Ve şelalenin kafa dinlemek için en uygun yer olduğunu söyleyebilirdim.

Tam tahmin ettiğim gibi, Sans bir çiçeğin başında oturuyordu. Aramızda tahminen 5-6 metre vardı. Ona biraz yaklaşınca bir takım sesler duydum.

Ağlama sesleri... Tabii bu sesler yankı çiçekleriyle de birleşiyordu. Ancak, ağlaması biraz sahte gelmişti. Neden ağlıyor numarası yapsın ki? O benim ne düşündüğümü zerre kadar önemsemiyordu.

Hemen yanına koştum. Evet, o bir denekti. Ancak her ne kadar onlarla bir bağ kurmamaya çalışsamda, kurulmuştu işte o bağ. Bağlanmıştım onlara.

Gaster: Sans! Ciddi değildim, tamam mı? Seni ve kardeşlerini her şeyden çok seviyorum.

Bir yandan ona sarılıyor, bir yandan da yaptığım aptallığı düzeltmeye çalışıyordum.

Sans hayata karşı pek ilgi göstermezdi. Muhtemelen ruhundan kaynaklıydı bu kadar sabırlı olması. Çoğu şeye tepki göstermezdi. Hep gülümseyip dururdu.

Şimdi ise o güler yüzlü çocuğu ağlatmıştım.

Ağlamasına hıçkırıklar eklenmişti. Gözünden düşen yaşlar dinmek bilmiyordu.

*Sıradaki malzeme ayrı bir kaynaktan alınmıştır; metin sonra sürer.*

PR #430, opened 2015-11-18
Fix mix of invalid token and grouped nodes

jjohnson42:
When a parenthetical group occurred after an invalid token,
it failed to report the error.  Address this problem.


daniceexi:
@whowutwut This change has been checked in to 2.11 1 month ago.

daniceexi:
Refer to commit: ab5a84d3952ecf228d4595587afb7dd19ed97081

Sahte bir ağlama olduğunu düşündüğüm için kendimden tiksiniyordum.

Bir süre sonra kendini toparladı. Ağlaması geçince konuşmaya başladı.

Sans: Eğer, beni diğerleriyle savaşa yollamazsan, çok kötü şeyler olacak..

Sesi bir fısıltı gibi çıkıyordu. O gülümseyen suratı düşmüş, ciddi bir hâl almıştı. En fazla ne olabilirdi ki o savaşa gitmezse?

Gaster: Sans.. Seni savaşa yollayamam. Gittiğin anda öldürürler seni. Çok güçlüsün ve yeteneklisin. Ancak bu savaş senin için çok tehlikeli.

Sans: O zaman.. Sabah laboratuara gelen kadını yollama. Gale'i yalnız bırakma. Ya da kendin savaşa git. O ikisini güvende tutman lazım..

Savaşa gitmeyeceğini bu kadar çabuk kabullenmesini beklemiyordum. Ama kabullenmişti. Peki Aliza niye gitmeyecekti ki savaşa? Gale ve ben ne alakaydık?

Gaster: Neden? O kraliyet muhafızlarının lideri. Savaşa gitmek zorunda. Gale güvende. Zaten ben de savaşa gideceğim. Kraldan izin almaya çalışıyorum.

Sans: G.. Lütfen beni dinle. Eğer o savaşa giderse, ölecek. Ölmesini istemezsin, değil mi? Gale de.. Tanrım. Asgore aptalın teki. Sana izin vermeyecek.

Canımdan çok değer verdiğim iki kişinin ölmesini istemezdim tabii.. Ancak onlar ölmeyeceklerdi. Aliza çok güçlüydü. Gale'i de koruyacaktım.

Gaster: Aliza'ya bir şey olmayacak Sans. O çok güçlü. Hayatta kalacağına eminim. Sen de endişelenme, ona bir şey olmayacak. Gale'i de koruyacağım. Yani endişe etmeyi kes.

Sans ayaklandı. Ayaklanırken de kendi kendine konuştu.

Sans: Neden uğraşıyorum ki? Her şey aynı kalacak..

Derin bir iç çekip, hafif adımlarla ilerlerken bana baktı.

Sans: Sadece bir dost tavsiyesiydi.

Ve Karaltan'a doğru ilerledi. Az önce yanında oturduğu yankı çiçeği onu tekrarlıyordu.

Sadece bir dost tavsiyesiydi.

Sadece bir dost tavsiyesiydi.

Sadece bir dost tavsiyesiydi.

Sadece bir dost tavsiyesiydi.

Çiçeğin yanından kalkarak Sans'ın gittiği yere doğru ilerledim. Kafamı tırmalayıp duran soruları cevaplamaya uğraşırken, bir yandan da Karaltan'ın buz gibi soğuğuna alışmaya çalışıyordum.

...

Laboratuvara gittiğimde, Sans'ı sırtını koltuğa yaslamış uyurken buldum. Onu yatay bir pozisyona getirip, üstüne bir battaniye örttüm.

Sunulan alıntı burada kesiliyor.